At Osage Advisors, we talk a lot about what goes into constructing a deal – valuing a business, building relationships, and hiring the right advisor. But, we also address things that can get in the way, and ultimately, kill a deal.

Time Can Kill a Deal

You may be familiar with the saying, “time is on your side,” but in the case of making a deal, time is not your friend. Once you sign the Letter of Intent (LOI), you’ll want to immediately begin working with your advisor on the next step — preparing for the due diligence process. If you do not prepare for this phase, you could potentially end up in the pitfall of losing valuable time. And, losing time can sidetrack the deal … or kill it.

A common misconception is that once the LOI is in hand, both parties can relax. This is never the case. The due diligence process is rigorous including financial statement reviews, personnel negotiations, customer negotiations and more.

The Environmental Study

One of the most critical areas of due diligence often lies in the review of environmental studies on the business. This is a key area that must be prepared for, and at Osage Advisors, we make an effort to inform our clients to review their records and even obtain an up-to-date environmental study prior to the LOI. Here’s why:

A Phase I environmental study is conducted by a third-party company. If this has not been done in several years, you may need to schedule one, which could take 4 to 6 weeks to complete. Remember, we mentioned time is not your friend. The 4 to 6 week study can seem like an eternity, and if the Phase I results require a Phase II study or an environmental clean-up, you can be stuck in the due diligence process for months. So, if your deal was originally scheduled to close in 60 days, now it could be 120 days or more.

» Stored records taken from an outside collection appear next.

PR #1544, opened 2017-12-07
Fixed navbar gap

bretterer:
## Description:
- Fixes the gap in the navbar.  Still investigating why this just showed up.

The Before:

screen shot 2017-12-07 at 12 13 33 pm

And the after:

screen shot 2017-12-07 at 1 02 32 pm

### DIFF
--- a/_source/_assets/css/okta/components/_PageContent.scss
+++ b/_source/_assets/css/okta/components/_PageContent.scss
@@ -802,8 +802,7 @@
 
 @include media('<medium') {
 	.PageContent {
-		padding-top: 0px;
-		margin-top: -5px;
+		 padding-top: 0;
 
 		&-main {
 			@include padding(medium small);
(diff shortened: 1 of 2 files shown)


_source/_assets/css/okta/components/_PageContent.scss
```diff
@@ -802,7 +802,8 @@
 
 @include media('<medium') {
 	.PageContent {
-		 padding-top: 0;
+		padding-top: 0px;
+		margin-top: -5px;
```
jmelberg-okta: I think what we are looking for is in the `DynamicSideBar`. We shouldn't be introducing negative margins.

I think removing this [line should do the trick](https://github.com/okta/okta.github.io/blob/dd67a2cb85f0f97a692bdcf2885243ffc24e1f2f/_source/_assets/css/okta/components/_Sidebar.scss#L115)

PR #1559, opened 2017-12-15
Minor edits to Preact blog post

nbarbettini:
* IMO, we no longer need to say that the Platform choices include OpenID Connect, because it is implied in the new dev console.

* The proper terminology is [Higher-Order Components](https://reactjs.org/docs/higher-order-components.html).


LindsayB610:
H2 change lgtm! Go forth! :)

Issue #1545, opened 2017-12-08
Useful System Log Queries link is broken


nicolastriballier-okta:
https://developer.okta.com/docs/api/resources/system_log.html#examples > “Useful System Log Queries” link is broken

nbarbettini:
Thanks! Tracking in #1562

nbarbettini:
Turns out the link is fine, it's this extra query param that's causing it to break:

![url-gack](https://user-images.githubusercontent.com/7525482/34125321-c1037e78-e3ea-11e7-9b21-979fc5f989b7.png)

@robertjd can you link this issue to the open one you mentioned for fixing the ga params?

jmelberg-okta:
Closing due to duplicated issue #1562

nbarbettini:
@jmelberg-okta This is still an issue. #1562 was a PR with an attempted fix, not a dupe of this. 😄 

@robertjd had mentioned that there was another issue open for fixing this problem.

jmelberg-okta:
@natebarbettini-okta This problem is actually due to GA running on `support.okta.com`, not `developer.okta.com`. We cannot control this :bug:

nbarbettini:
How so? If I disable JavaScript on `developer.okta.com` and click the link, the page loads fine.

It looks like a script on `developer.okta.com` is adding the query param when the link is clicked:

![image](https://user-images.githubusercontent.com/7525482/34235125-5ba33f30-e5a4-11e7-9dd5-f9a4a8abf1d9.png)

Maybe I'm missing something here.

jmelberg-okta:
As discussed, this isn't an issue with `developer.okta.com`, but an issue with a script running on `support.okta.com`. Selecting certain `support.okta.com` links cause a redirect loop that eventually turn into a broken link (some require auth to proceed). Our link checking script picks up that this is a valid link, as the GA query params are not picked up.

The correct team has been notified of this bug.

nbarbettini:
Reopening since the link is still broken.

jmelberg-okta:
Resolved 1/19

nbarbettini:
Just tested and it works. Thanks @jmelberg-okta!

PR #1562, opened 2017-12-18
Remove broken link

nbarbettini:
As noted in #1545, this link is broken.


robertjd:
This link is valid, but an analytics script is appending query params to it in the browser.  Try removing those on the final link to see what I mean.  There's an open issue for this, I'll follow up tomorrow.

nbarbettini:
Oh man, you're totally right. I didn't even see that. Thanks for catching.

PR #1578, opened 2017-12-22
Add ASP.NET 4.x code flow quickstart

nbarbettini:
## Description:
No more "coming soon" for ASP.NET 4.x! 🎉

PR #1581, opened 2017-12-23
Update ASP.NET Core code flow quickstart for consistency

nbarbettini:
Updates the ASP.NET Core quickstart to be more consistent with #1578


nbarbettini:
Thanks @jmelberg-okta!

PR #1591, opened 2017-12-29
:seedling: Adds markdown linter

jmelberg-okta:
## Description:
- Runs various lint checks on markdown files to keep style consistency.
- **NOTE** Doesn't include API docs (> 2000 errors)

To run the lint script:

```
$ npm run lint
```

Tests:
- Header levels should only increment by one level at a time
- Inconsistent indentation for list items at the same level
- Consider starting bulleted lists at the beginning of the line
- Unordered list indentation
- Trailing spaces
- Reversed link syntax
- Multiple consecutive blank lines
- No space after hash on atx style header
- No space inside hashes on closed atx style header
- Multiple spaces inside hashes on closed atx style header
- Multiple spaces after hash on atx style header
- Multiple spaces after blockquote symbol
- Blank line inside blockquote
- Headers must start at the beginning of the line
- Fenced code blocks should be surrounded by blank lines


mystiberry-okta:
Sadly, some of these errors are done deliberately (to work around another issue) in the api docs. Many are not. The two I know we need to address are Hx/Hx+2, and I think we have a single black line in the middle of some block quotes because we need paragraphs. 

Also, assuming nested lists are still possible, that these fixes are only for unneeded spaces...

mystiberry-okta:
Also, should we document these tests somewhere so a writer knows what's up?

jmelberg-okta:
Closing for now - probably not a good idea to tell doc writers how to "write" :)

PR #1593, opened 2018-01-02
Conductor integration

uguraktepe-okta:
## Description:
These changes:
- Generate conductor file by looking at all index.html's to setup redirections
- Adds a postpublish script to remove .html extension from all files
- Sends promotion messages for conductor that will trigger automatic deployments

### Resolves:
[OKTA-152047](https://oktainc.atlassian.net/browse/OKTA-152047)
[OKTA-147564](https://oktainc.atlassian.net/browse/OKTA-147564)

@jmelberg-okta @robertdamphousse-okta @rchild-okta @bdemers @jtodd-okta @jonhohle-okta

### DIFF
--- a/_source/conductor.yml
+++ b/_source/conductor.yml
@@ -1,0 +1,15 @@
+# This file instructs conductor to set up S3 redirections. Each redirect has a from and to property, and
+# conductor will set up a 301 redirect for each entry.
+# For the 'from:' attribute, include the leading slash, but not a leading slash.
+# For the 'to:' attribute, any valid URL path can be used, but make sure to include the leading slash.
+# Some examples:
+#   - from: /old.html
+#     to: /new.html
+#   - from: /old-path
+#     to: /new-path
+#   - from: /iossetupinstructions.html
+#     to: /ios/setup/instructions.html
+
+redirects:
+  - from: /swift
+    to: /code/ios/
--- a/scripts/helpers.sh
+++ b/scripts/helpers.sh
@@ -164,7 +164,7 @@ function header_checker() {
 function check_sample_code_orgs() {
     # Sample code URLS should be in the following format:
     # Currently: https://your-org.okta.com
-    
+
     local dir=$(pwd)
     local yourOrgUrls=$(grep -EoR "(http|https)://your-org.okta*" --include="*.md" $dir --exclude-dir={node_modules,scripts,tests,dist} | sort | uniq)
     local yourExampleUrls=$(grep -EoR "(http|https)://example.okta*" --include="*.md" $dir --exclude-dir={node_modules,scripts,tests,dist} | sort | uniq)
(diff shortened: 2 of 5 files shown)


_source/conductor.yml
```diff
@@ -0,0 +1,3 @@
+redirects:
```
jtodd-okta: Very cool. Is there a README somewhere which details what's allowed in this file? I think it'd be very useful to have that and a link here to that doc so that folks less familiar with this than yourself can self-serve.

uguraktepe-okta: What you see is pretty much it. @jmelberg-okta any preference on where to put that documentation? Normally I'd just put it in the internal wiki and link to it from here but treading carefully since this is a public repo.

scripts/setup.sh
```diff
@@ -78,6 +78,26 @@ function generate_html() {
     fi
 }
 
+function removeHTMLExtensions() {
+    interject "Removing HTML extensions"
+    # Removing all generated .html files (excludes the main 'index.html' in the dir)
+    find ./dist/ -type f ! -iname 'index.html' -name '*.html' -print0 | while read -d $'\0' f; do mv "$f" "${f%.html}"; done
+}
+
+function generate_conductor_file() {
```
jtodd-okta: Is there an earlier build step that we could tie this to?

I'm assuming that publish doesn't run with every CI loop and only happens on promote. My concern is that we don't exercise this logic until promote time and thus don't get an early warning when it's broken / coverage by CI.

bdemers: I might be missing something here, but why remove them? Why not just symlink/copy them?

_source/conductor.yml
jmelberg-okta: @uguraktepe-okta I'm not sure if adding instructions to our [repo wiki](https://github.com/okta/okta.github.io/wiki) is the best place, since adding to this file is only for edge-cases. Instead, can we add a block comment in this file explaining what this is for?

scripts/setup.sh
bdemers: @jmelberg-okta is this something that can be configured in Jekyll?

jmelberg-okta: @bdemers That is a good point. I'm thinking we should add redirect logic into the `.html` files to redirect to the page without the trailing extension.

As an alternative (or first pass), we could duplicate the file:
  - `page.html` -> Available via `https://developer.okta.com/page.html`
  - `page` -> Available via `https://developer.okta.com/page`

robertjd: @bdemers since this is going to a CDN the paths have to match exactly.  I prefer renaming rather than copying so that there is only one path per page.  I agree with @jtodd-okta , that we should be doing this as part of the build process to that breakage is caught before trying to push to the CDN

uguraktepe-okta: Following this, I will pull this part of the code out of this PR, looks like you still need to reach consensus on this one. We can still go ahead with the rest of the changes and set up CD to trex.

scripts/helpers.sh
```diff
@@ -232,3 +232,10 @@ function fold() {
     ${command}
     echo -en "travis_fold:end:${name}\\r"
 }
+
+function send_promotion_message() {
+    curl -H "Authorization: Bearer ${TESTSERVICE_SLAVE_JWT}" \
+      -H "Content-Type: application/json" \
+      -X POST -d "[{\"artifactId\":\"$1\",\"repository\":\"npm-okta\",\"artifact\":\"$2\",\"version\":\"$3\",\"promotionType\":\"ARTIFACT\"}]" \
```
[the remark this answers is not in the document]
uguraktepe-okta: Yes, at least what the current publish script uses:
`REGISTRY="${ARTIFACTORY_URL}/api/npm/npm-okta"`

And while you’re waiting for the environmental study to be completed, something else can come up. For example, a key customer may reduce their business by 40%, or an unforeseen challenge suddenly comes into play. Perhaps the potential buyer found a better deal elsewhere. Anything can happen, so it’s important to always be one step ahead of the game.

Personnel Negotiations

Personnel negotiations is another area that must be carefully managed during the due diligence process. Often when getting to the LOI phase, some key employees, such as managers, may not have any idea that the company is for sale. Th may need to be disclosed during the due diligence phase to ensure that the employees stay on because they are a valued asset. However, there are times when a key employee’s interests are not in line with the new buyer, or the employee(s) are not interested in staying on with new management. This is where we recommend planning stay-on bonuses and agreements to retain personnel. The bonuses show that you not only value their service, but you also want them to experience how it would be to work under new ownership.

Don’t forget…typically, these are family businesses or the company has been a second family to them. So, this is a big transition for employees as well. From an owner’s perspective, you’re ready to sell and want to move forward, but you can’t forget about the other pieces, including ensuring employees remain happy.

You can easily see how time is a critical element in both of these potential pitfalls. The longer the environmental study takes, the longer the employee negotiations take, providing an opportunity for the buyer to get distracted. If it takes too much time for a deal to close, you can experience sellers’ remorse, buyers losing interest, and other issues that can put your deal at a standstill.

At the end of the day, you want to be prepared well in advance of walking down the path of selling your company. At Osage Advisors, our job is to guide you and persistently push the deal along so that you are confident and satisfied at the end of your transaction.